Jalen Ngonda
Come Around and Love Me
I never really connected with my father's music — not for lack of trying. He placed The Beatles on the highest possible altar, as any right-thinking person of his generation might, but his true passion was the Beach Boys. Growing up landlocked in Wyoming, it always struck me as wonderfully strange that a man who had never seen a surfboard in his life could feel so deeply moved by music that seemed to belong entirely to a California coastline. It took me years to understand that the geography was never the point. Music finds its own routes through a person. You don't choose what moves you — it chooses you. My own ears never drifted toward those early rock and roll shores. But the lesson stuck. When Jalen Ngonda's father sat his eleven-year-old son down in suburban Maryland and played him a Temptations record, he set in motion something that would eventually produce one of the most quietly extraordinary debut albums of this decade.
"Ngonda has studied all of it, absorbed every lesson, and emerged the other side not as an imitator but as someone who simply speaks this language natively."
Young Jalen, a self-described video game nerd with no particular ambitions toward a stage, was given a DVD copy of the landmark TV series Roots by his father. The disc happened to include a preview for a documentary about The Temptations. He watched that preview so many times — rewinding just to reach it again — that his father eventually bought him a Temptations CD. That was the door. What followed was a decade-long obsession — Motown bleeding into Stax, into Philly soul, into the Impressions and Curtis Mayfield and Marvin Gaye and Harold Melvin and the Blue Notes. By sixteen he could play drums, guitar, piano, and had begun to discover what his voice could do. His family and church congregation helped raise the funds to send him — at around nineteen or twenty — across the Atlantic to study at Liverpool's Institute for the Performing Arts, Paul McCartney's school, on the same streets the Beatles had walked. There, surrounded by classmates citing Oasis and Rage Against the Machine, Jalen Ngonda was the kid in the corner talking about Sam Cooke and Nina Simone.
The route from Liverpool to Daptone Records ran through a last-minute support slot for the bandleader Jools Holland. Neal Sugarman, Daptone's co-founder, was in the audience that night. He heard what he needed to hear. Plans for an album were agreed between them almost immediately. Then the COVID-19 pandemic arrived approximately one month later and shut the world down. In 2021, Ngonda finally flew to Brooklyn and began work at Hive Mind Studios with producers Vincent Chiarito and Mike Buckley, both former members of Charles Bradley's Extraordinaires. Bradley — the Screaming Eagle of Soul, one of the most emotionally devastating performers Daptone ever put before a microphone — died in 2017. His musicians now carry something forward in rooms like this one. Every time Chiarito and Buckley work, they are keeping a tradition alive. They helped Ngonda build eleven songs that earn a place in that tradition.

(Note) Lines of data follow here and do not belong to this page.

PR #1293, opened 2016-06-22
Move FEFLOW interface to Applications/FileIO

TomFischer:
This removes dependencies of `MeshLib` from `GeoLib`.


norihiro-w:
:+1:

PR #1535, opened 2016-11-10
Hydromechanics with the LIE approach

norihiro-w:
Update: this PR is divided into #1537, #1538, #1539, #1540, #1541. Changes in those PRs will be merged into this branch and Jenkins will check if the benchmark still works.

This PR adds the new process HYDRO_MECHANICS_WITH_LIE which solves HM problems with fractures. At the moment, only a single fracture is supported.


chleh:
Can this PR be closed now, since it is divided into several parts?
If it is closed, it won't cause any work for Jenkins if some other PRs are merged (because Jenkins then rebuilds all open PRs AFAIK).

norihiro-w:
replaced by #1541

PR #1536, opened 2016-11-11
Tiny change

chleh:
fixes an uninitialized warning

A similar change would be sensible for SmallDeformationProcessData. Furthermore there the naming of members is inconsistent: _material, t, dt.

### DIFF
--- a/ProcessLib/SmallDeformation/SmallDeformationProcessData.h
+++ b/ProcessLib/SmallDeformation/SmallDeformationProcessData.h
@@ -45,8 +45,8 @@ struct SmallDeformationProcessData
 
     std::unique_ptr<MaterialLib::Solids::MechanicsBase<DisplacementDim>>
         _material;
-    double dt;
-    double t;
+    double dt = 0;
+    double t = 0;
 };
 
 }  // namespace SmallDeformation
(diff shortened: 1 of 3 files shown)


norihiro-w:
:fast_forward:

ProcessLib/SmallDeformation/SmallDeformationProcessData.h
```diff
@@ -25,12 +25,12 @@ struct SmallDeformationProcessData
     SmallDeformationProcessData(
         std::unique_ptr<MaterialLib::Solids::MechanicsBase<DisplacementDim>>&&
             material)
-        : _material{std::move(material)}
+        : material{std::move(material)}
```
TomFischer: This seems to be not a problem, although I would expect that there is a problem with the same names. Just for curiosity: Can someone explain why this is not a problem?

TomFischer:
:+1:

ProcessLib/SmallDeformation/SmallDeformationProcessData.h
chleh: See http://stackoverflow.com/a/6185043

PR #1537, opened 2016-11-11
LIE/HM part 1: prerequisite

norihiro-w:
a part of #1535

This PR includes changes required for implementing HM process with the LIE approach. Please check each commit

PR #1538, opened 2016-11-11
LIE/HM part 2: Data structure

norihiro-w:
a part of #1535, depends on #1537 

This PR focuses on data structures used in LIE/HM, i.e. process data and integration point data


norihiro-w:
@wenqing can you please review this?

ProcessLib/LIE/HydroMechanics/LocalAssembler/IntegrationPointDataFracture.h
```diff
@@ -0,0 +1,79 @@
...
+          aperture(std::move(other.aperture)),
+          aperture0(std::move(other.aperture0)),
+          fracture_material(other.fracture_material),
+          C(std::move(other.C)),
+          integration_weight(std::move(other.integration_weight)),
+          darcy_velocity(std::move(other.darcy_velocity))
+    {
+    }
+
+    typename HMatricesType::HMatrixType H_u;
```
chleh: Note: Default-constructing these matrices might fail miserably if they are of dynamic size. Currently that probably doesn't matter, because displacement-related stuff is always fixed size.

norihiro-w: yes, it's fixed size matrix. but isn't Jenkins testing both Eigen dynamic size matrix and fixed size matrix cases?

chleh: I see, I was confused.
If you resize the matrices in your assembler, or assign to them as a whole, not component-wise, s.t. they have a proper size in the end, there will be no problem.

PR #1546, opened 2016-11-15
[CMake] fix the message to status in FindMKL

norihiro-w:
this avoid an unnecessary dialog in ccmake.


bilke:
Please change status to uppercase: `STATUS`. See https://cmake.org/cmake/help/v3.0/command/message.html.

Then ⏩

PR #1547, opened 2016-11-15
[App/CLI] set command line arguments from the environment variable

norihiro-w:
This PR suggests configuration of the command line arguments via the environmental variable `OGS6_CLI_DEFAULT_ARGS`.  I found it useful to specify some lengthy options which are not project dependent.

My use-case is 

```bash
export OGS6_CLI_DEFAULT_ARGS="-l debug --unbuffered-std-out"
ogs test1.prj &> test1.log
ogs test2.prj &> test2.log
```

### DIFF
--- a/Applications/CLI/ogs.cpp
+++ b/Applications/CLI/ogs.cpp
@@ -11,6 +11,9 @@
  */
 
 #include <chrono>
+#include <cstdlib>
+#include <string>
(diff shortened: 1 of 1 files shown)


norihiro-w:
indeed there is other way to achieve my purpose. if someone finds this useful, I can reopen it.

PR #1548, opened 2016-11-15
Fix computing sparsity pattern

norihiro-w:
`computeSparsityPatternNonPETSc()` is computing a wrong sparsity pattern if a process uses multiple variables with linear and quadratic order nodes, e.g. Hydromechanics.

### DIFF
--- a/NumLib/DOF/ComputeSparsityPattern.cpp
+++ b/NumLib/DOF/ComputeSparsityPattern.cpp
@@ -53,19 +53,11 @@ GlobalSparsityPattern computeSparsityPatternNonPETSc(
     // Map adjacent mesh nodes to "adjacent global indices".
     for (std::size_t n = 0; n < mesh.getNumberOfNodes(); ++n)
     {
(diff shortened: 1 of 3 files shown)


NumLib/DOF/ComputeSparsityPattern.cpp
```diff
@@ -53,19 +53,11 @@ GlobalSparsityPattern computeSparsityPatternNonPETSc(
...
-            auto const num_components = row_ids.size();
-            for (auto r : row_ids)
-            {
-                // Each component leads to an entry in the row.
-                // For the sparsity pattern only the number of entries are
-                // needed.
-                sparsity_pattern[r] += num_components;
-            }
-        }
+        unsigned n_connected_dof = 0;
```
wenqing: a question: do we only consider the case of  NumLib::ComponentOrder::BY_COMPONENT for HM?

wenqing: Thanks for the explanation.

PR #1549, opened 2016-11-15
speedup LocalToGlobalIndexMap construction

norihiro-w:
This PR suggests speeding up `LocalToGlobalIndexMap` construction by using `unordered_map` in `LocalToGlobalIndexMap::findGlobalIndices()`.


norihiro-w:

Come Around and Love Me runs to thirty-three minutes — lean, purposeful, without a wasted second. From the opening title track, built on a Thom Bell-style string arrangement and a vibraphone line that might have floated off a Gamble and Huff session tape circa 1972, the album announces its intentions with complete confidence. This is Motown in its most sophisticated mode: the What's Going On era Marvin, the poised elegance of the Four Tops at their peak, the swooning devotional intensity of Smokey Robinson. Ngonda has studied all of it, absorbed every lesson, and emerged the other side not as an imitator but as someone who simply speaks this language natively.
What distinguishes Ngonda from the merely capable revivalists is his voice. It is an instrument of genuine and startling range — capable of raw, wrung-out emotion one moment and a falsetto of almost unbearable sweetness the next. On That's All I Wanted From You, the album's most direct and propulsive track, he stretches the voice into something close to a shout, the backing singers rising to meet him in a moment of collective urgency that feels less like a recording and more like a room suddenly catching fire. The slow material is equally commanding. Lost draws from the same emotional well as Harold Melvin and the Blue Notes' most desperate moments — that particular quality of a love gone wrong that doesn't shout but aches. What a Difference She Made, written in London with collaborator Sam Knowles and shaped after the sound of Curtis Mayfield and the Impressions, sounds like a song that has always existed, waiting to be found rather than written. Just Like You Used To, also from those London sessions, is all doo-wop harmonies and wistful longing — a song with no right to be as affecting as it is, until Ngonda opens his mouth. The album's closer, Rapture, ends things on a full orchestral sweep — Ngonda's most expansive vocal performance on the record, one that leaves you wanting to start again from the top.
There is not a weak track here. If you are already a Daptone believer, this sits comfortably alongside the best the label has ever released. If you are new to the soul revival, Come Around and Love Me is as good a place to start as any record I can recommend. Elton John put the title track on his personal list of favourite songs of 2023. Snoop Dogg praised it. The BBC invited Ngonda to perform with their Concert Orchestra. The world is catching up to something that was always going to be inevitable the moment a kid in Maryland watched that Temptations preview one more time.